───── DATA EXTRACTS
PR #1424, opened 2026-06-08
Add uxTaskCallForEachTask, and refactor uxTaskGetSystemState to use it.

DRNadler:
Get task statistics for all tasks with less memory use, by doing it one task at a time.

Description
-----------
Add uxTaskCallForEachTask, which is the iteration portion of last released uxTaskGetSystemState. uxTaskCallForEachTask calls a user-provided callback once for each task with a filled-in TaskStatus_t.

Refactor uxTaskGetSystemState so that it uses uxTaskCallForEachTask to fill in the pre-allocated array of TaskStatus_t, preserving the existing uxTaskGetSystemState API for current users.

Test Steps
-----------
1. Use uxTaskCallForEachTask to observe task statistics for each task in the system.
2. Compare existing uxTaskGetSystemState output to new version.

Checklist:
----------

Related Issue
-----------
Discussed on forum but no Github Issues.

### DIFF
--- a/.github/SECURITY.md
+++ b/.github/SECURITY.md
@@ -1,3 +1,13 @@
+## Threat model
+
+Before reporting an issue, please review the FreeRTOS kernel threat model. It
+describes the security assumptions the kernel makes, which threats are in scope,
+and the protections the kernel does and does not provide. Understanding these
+boundaries helps determine whether an observed behavior is a security
+vulnerability or expected, documented behavior.
+
+- [FreeRTOS Kernel Threat Model](https://www.freertos.org/Security/02-Kernel-threat-model)
+
 ## Reporting a Vulnerability
 
 If you discover a potential security issue in this project we ask that you notify AWS/Amazon Security 


aggarg:
@DRNadler Thank you for your contribution. Could you please review my suggestion: [aggarg_suggestion.patch](https://github.com/user-attachments/files/29178139/aggarg_suggestion.patch). 

This approach is very similar to yours, with the key difference being that it preserves the existing flow of `uxTaskGetSystemState` and avoids introducing an additional `TaskStatus_t` variable on the stack, ensuring we don't break existing applications.

Please note that I have not yet compiled or tested this patch, as I wanted to get your feedback first.

DRNadler:
@aggarg - I can't seem to apply your patch; could you send me the modified task.c so I can diff and test? Thanks!

aggarg:
@DRNadler Of course! Here it is: [tasks.c](https://github.com/user-attachments/files/29440107/tasks.c). You can diff it with the mainline version of tasks.c.

PR #1431, opened 2026-06-16
fix: TOCTOU race condition in vTaskListTasks()

srpatcha:
## Description

vTaskListTasks() and vTaskList() read the volatile uxCurrentNumberOfTasks twice: once for the zero-check and once for pvPortMalloc(). If a task is created between the two reads, the allocated buffer is undersized, causing a potential buffer overflow in uxTaskGetSystemState().

## Fix

Use the local variable uxArraySize (already assigned from uxCurrentNumberOfTasks) for the pvPortMalloc() call instead of re-reading the volatile.

## Changes

- tasks.c: 2 lines changed (line 7359 and 7528)

Split from #1409 per reviewer request to separate the bug fix from .editorconfig changes.


AniruddhaKanhere (approved):
Thank you for your contribution @srpatcha!
This looks good to me. Approved!

gmtt (approved):

PR #17, opened 2021-03-10
Feature/update user syncdir

vilenarios:


vilenarios:
Added methods to support changing the user's sync folder path.  This will update the database, and rename the old folder to the new folder.

This could be improved by adding a proper move function instead of folder rename.

PR #19, opened 2021-04-09
Task/cleaning

matibat:
Changes

- Makes the const-to-function replacement
- Declares FolderWatchRef interface at files.ts
- Removes the bunch of imports at the end of some files


agsuy (approved):
Looking good. Linting seems good.
Merging

PR #22, opened 2021-05-19
Refactor/create classes and constructors for types

jdaev:
PR changes the new type interfaces to classes.
Classes have constructors and a From method to initialize with only default variables.
Added lastModifiedDate to types.
Fixed errors in gql.ts.


agsuy (approved):
Does build and all changes are whiting scope.

Merging

PR #23, opened 2021-05-19
task: split arweave into public and private

jdaev:
Moves arweave private functions into its own file
Added a constants.ts file.


agsuy (approved):
Did build and it is within scope.

Merging

PR #37, opened 2021-05-23
Query class

matibat:
### Changes

- Cleans code & refactors types, typeguards and type conditionals;
- Has an incomplete transaction-like structure to hold the queried values;
- Has a parameters array for setting the response parameters
- Auto-handles the nextPage property
- Auto-manages the min block value related to the lastBlock (if defined)
- Max-tries limit & backup server
- Implements methods to the raw transaction (query.getRaw()) and the FSEntity(query<The type>.get())


agsuy (changes requested):
Please rework _getSerializedTransactionData without the "IF"s

matibat:
Check it now

matibat:
Now:
- synced with dev

matibat:
The changes on types (implementing classes) now sets the properties' defaults to invalid (= 'invalid').
This makes us have cleaner constructors, just used for calling `Object.assign(this, args)` to set the initial values. This is a generic approach intended to work with any derivated class.

matibat:
Changes:

- Most of all queries replaced. Just missing getFileMetaDataFromTx(), which might be deleted after a better implementation of getAllMyDataFileTxs() to make it return directly the entities (already done, just need to be implemented)
- Private queries won't (yet) decrypt any data. **Let's see if we create a method for decrypting those to respect the SRP**
- All broken methods/types are at toDaemon/ folder

jdaev (approved):
Looks good to me

matibat:
Now all query methods that doesn't require decryption works well at CLI

matibat:
Now all query methods that doesn't require decryption works well at CLI

jdaev (approved):
Looks good

arielmelendez (changes requested):
Let's hold off on merging this. It's far too large for most of the team to comprehend. Let's talk more about that and the possibilities for moving forward later today. Thanks!

PR #47, opened 2021-06-01
Task/migrate db to loki

jdaev:
Adds loki based database classes and functions based on the following pattern:
Untitled Diagram


fedellen:
Closing this one, Core has been migrated and does not currently use a db

PR #48, opened 2021-06-03
RM-297: Use nvm to manage node engine version

arielmelendez:
• Using node 14.7.0 since its the most recent LTS version
• Updated README with nvm info


README.md
```diff
@@ -1,14 +1,24 @@
...
+  to enable git hooks for this local repository. Without doing so, you risk committing non-compliant code to the repository.
+</li>
+<li>Install all node package dependencies by running `yarn install --check-cache`</li>
+</ol>
 
-You will need to run `yarn husky install` to enable hooks locally on your repo
+## Building the Library
+Simply run `yarn build`. This will clean the project and compile the TypeScript library.
 
 ### VSCode/VSCodium integration:
```
arielmelendez, line 23: @agsuy , is it strictly necessary for yarn install information to be tucked under the IDE integration section? It seems redundant now that I've hoisted it up to the "## Building the Library" section.

jdaev (approved):
Looks good to me.

README.md
agsuy: I guess it deserves a small sub section after installing now but before the building one.

Suggested deps could use some formatting too I guess

agsuy: Also to install you could just use yarn install,

Per https://yarnpkg.com/cli/install --check-cache which "Always refetch the packages and ensure that their checksums are consistent" its a security measure needed for external PR.

matibat (approved):

README.md
arielmelendez: Ok we can improve that soon. Want to get the nvm stuff in first. Thanks for the feedback!

PR #49, opened 2021-06-09
feat: Add unit test for formatBytes function RM-301

fedellen:
This should handle all of the cases returned by `formatBytes` and hooks up the existing testing environment with Mocha and Chai.

### DIFF
--- a/src/common.test.ts
+++ b/src/common.test.ts
@@ -1,0 +1,34 @@
+import { expect } from 'chai';
+import { formatBytes } from './common';
+
+type byteTypes = 'Bytes' | 'KB' | 'MB' | 'GB';
+
+function formatBytesTestHelper(returnedString: string, type: byteTypes) {
+	const stringArray = returnedString.split(' ');
+
+	// Has correct string value, ex: 'Bytes'
+	expect(stringArray[1], `Incorrect string value: ${stringArray[1]}, expected: ${type}`).to.equal(type);
+
+	if (stringArray[0].includes('.')) {
+		// Byte value has been limited to 3 decimal places (thousandths), ex: 1743.432 KB
+		const decimalValue = stringArray[0].split('.')[1];
+		expect(decimalValue.length, `Decimal value is too long: "${stringArray[0]}"`).to.be.lessThan(4);
+	}
+}
+
+describe('The formatBytes function correctly returns', () => {
+	it('Bytes', () => {
+		// Very small integer for testing values without decimals
+		formatBytesTestHelper(formatBytes(85), 'Bytes');
+	});
+	it('KB', () => {
+		formatBytesTestHelper(formatBytes(8537), 'KB');
+	});
+	it('MB', () => {
+		formatBytesTestHelper(formatBytes(1262143), 'MB');
+	});
+	it('GB', () => {
+		// Very long integer for testing `.toFixed()` decimal places
+		formatBytesTestHelper(formatBytes(34737418246534), 'GB');
+	});
+});
--- a/src/common.test.ts
+++ b/src/common.test.ts
@@ -1,26 +1,53 @@
 import { expect } from 'chai';
 import { formatBytes } from './common';
 
-// Cases for rounding
-// Cases for max/min int
-// Cases for TB represented as GB
+describe('The formatBytes function ', () => {
+	describe('returns the properly formatted byte count description ', () => {
+		const inputToExpectedOutputMap = new Map<number, string>([
+			// Bytes range 0-1023
+			[0, '0 Bytes'],
+			[1023, '1023 Bytes'],
+			// KB range 1024-1048575
+			[1024, '1.000 KB'],
+			[1048575, '1023.999 KB'],
+			// MB range 1048576-1073741823
+			[1048576, '1.000 MB'],
+			[1073741823, '1024.000 MB'],
+			// GB range 1073741824-9007199254740991
+			[1073741824, '1.000 GB'],
+			[Number.MAX_SAFE_INTEGER, '8388608.000 GB'] // 9007199254740991 / 1024 / 1024 / 1024
+		]);
 
-describe('The formatBytes function correctly returns', () => {
-	const inputToExpectedOutputMap = new Map<number, string>([
-		[-12, '-12 Bytes'],
-		[0, '0 Bytes'],
-		[1023.999, '1023.999 Bytes'],
-		[1024, '1.000 KB'],
-		[85, '85 Bytes'],
-		[8537, '8.337 KB'],
-		[1262143, '1.204 MB'],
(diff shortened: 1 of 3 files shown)


jdaev (approved):
Looks good

fedellen:
Latest commits also introduce several edge cases that currently work:

```TypeScript
// TODO?: Should these next three cases even happen?
it('works with Bytes represented as a decimal', () => {
	expect(formatBytes(1023.999)).to.equal('1023.999 Bytes');
});

it('works with Bytes represented as a negative integer', () => {
	expect(formatBytes(-12)).to.equal('-12 Bytes');
});

it('returns values as "1024.000 MB" instead of "1.000 GB" when rounded up', () => {
	// Max range on MB: 1073741823
	expect(formatBytes(1073741823)).to.equal('1024.000 MB');
});
```

src/common.test.ts
```diff
@@ -0,0 +1,53 @@
...
+		]);
+
+		inputToExpectedOutputMap.forEach((expectedOutput, input) => {
+			it(`'${expectedOutput}' when the byte count input is ${input}`, () => {
+				expect(formatBytes(input)).to.equal(expectedOutput);
+			});
+		});
+	});
+
+	it('successfully rounds up and down', () => {
```
arielmelendez, line 28: Might want to experiment with rounding behavior of negative numbers. I doubt we've spec'ed how we EXPECT that to work, but we might as well test for the behavior. Then leave a note in the test that we're only testing it so we can detect any potential change in behavior in the future, NOT because we've intended for it to work that way.

src/common.test.ts
```diff
@@ -0,0 +1,53 @@
...
+		// 1074341824 / 1024 / 1024 / 1024 = 1.000465661 GB rounds down to 1.000 GB
+		expect(formatBytes(1074241824)).to.equal('1.000 GB');
+	});
+
+	it('represents TB sizes as GB', () => {
+		// 34737418246534 / 1024 / 1024 / 1024 / 1024 = 31.593497848 TB, returns as 32351.742 GB
+		expect(formatBytes(34737418246534)).to.equal('32351.742 GB');
+	});
+
+	// TODO?: Should these next three cases even happen?
```
arielmelendez, line 40: This is a great question. Any opinions @vilenarios @jdaev @matibat @agsuy ?

src/common.test.ts
fedellen: So the answer is that negative byte counts don't round or convert, they are another edge case:

```TypeScript
it('does not round or convert large negative byte counts', () => {
  expect(formatBytes(-57138495792)).to.equal('-57138495792 Bytes');
});
```

arielmelendez: YIKES. Perhaps we should consider throwing an exception if we encounter a negative number. I'd like to know more about how the function is used to know how risky that might be to the application in its current state.

src/common.test.ts
```diff
@@ -0,0 +1,58 @@
...
+
+	it('works with byte count represented as a negative integer', () => {
+		expect(formatBytes(-12)).to.equal('-12 Bytes');
+	});
+
+	it('does not round or convert large negative byte counts', () => {
+		expect(formatBytes(-57138495792)).to.equal('-57138495792 Bytes');
+	});
+
+	it('returns values as "1024.000 MB" instead of "1.000 GB" when rounded up', () => {
```
arielmelendez, line 54: This is arguably a bug!

src/common.test.ts
jdaev: The negative bytes are surely a bug. The only places I believe formatBytes is used should be in displaying file size and that isn't ever supposed to be negative.

jdaev: I guess negative and other unexpected valued could also happen during incorrect type conversion.

agsuy: Maybe the real question here is IF using formatBytes to display file size is the best approach.

agsuy:
> This should handle all of the cases returned by `formatBytes` and hooks up the existing testing environment with Mocha and Chai.

Maybe it is out of scope but maybe listing which are "all the cases" returned by formatBytes would be helpful.

Generally my approach would be to:

- Check intended use 
- Constrain I/O to needed/expected ones 
- List all relevant test cases (TC) with input and expected output 
- Review those so we ensure adequate/proper coverage
- Write tests

A good clue of a flaw design-wise would be when you need too many TC to cover a function that should be doing "just one thing"

A good measure against that would be using your constraints from point 2 to apply some input sensitization reducing your valid inputs to those that you need.

fedellen:
> Maybe it is out of scope but maybe listing which are "all the cases" returned by formatBytes would be helpful.

I agree that I should document the main cases better in the test file. This is also offered in the output when running the tests:
Screenshot from 2021-06-10 10-45-11

The main three cases being: 
- `successfully rounds up and down`
- `represents TB sizes as GB`
- `returns the properly formatted byte count description` (checks all of the byte count ranges (Bytes-KB KB-MB MB-GB))

The remaining four cases are simply there to point out possible flaws in the function. One of these cases did bring up something that could be considered a bug, as mentioned above by Ariel:

```TypeScript
it('returns values as "1024.000 MB" instead of "1.000 GB" when rounded up', () => {
  // Max range on MB: 1073741823
  expect(formatBytes(1073741823)).to.equal('1024.000 MB');
});
```
While accurate, I don't think `1024.000 MB` is the intended result.

---

> A good clue of a flaw design-wise would be when you need too many TC to cover a function that should be doing "just one thing"

Absolutely, ideally I think this function would be reworked so extra test cases would not be required, and the function would not even accept negative integers or byte counts as decimals. 

But this case was mostly an exercise to find something very simple to test. The function does not appear in the CLI repo, and is currently only used once in `ardrive-core-js` to prepare an upload batch:

https://github.com/ardriveapp/ardrive-core-js/blob/78afef274bef6f7fc9488374edee69448472840d/src/node.ts#L170-L171

https://github.com/ardriveapp/ardrive-core-js/blob/78afef274bef6f7fc9488374edee69448472840d/src/node.ts#L233-L238

Since it's hardly being used the question also becomes, is converting bytes to a readable/standard format something that we will want in the core to be used in all of our apps? Probably, it seems common enough since we're offering data storage. We do not however, offer data deletion. So maybe negative integers are out of scope entirely.

fedellen:
Added some info at the top in the latest push:

```TypeScript
```

arielmelendez:
I agree with everything @agsuy and @fedellen wrote re: ideals and path forward. I think we are good to go and can do an exercise as a team to improve this function. I have some good "Designing for Testability" insights that I'd like to share. Now that we have the test cases in place, we'll be able to refactor with confidence.

arielmelendez (approved):

agsuy (approved):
──────────
WHAT IS NEEDED
Pull every line with the word "measure" from the data.

WRITTEN RESPONSE
Per https://yarnpkg.com/cli/install --check-cache which "Always refetch the packages and ensure that their checksums are consistent" its a security measure needed for external PR.
A good measure against that would be using your constraints from point 2 to apply some input sensitization reducing your valid inputs to those that you need.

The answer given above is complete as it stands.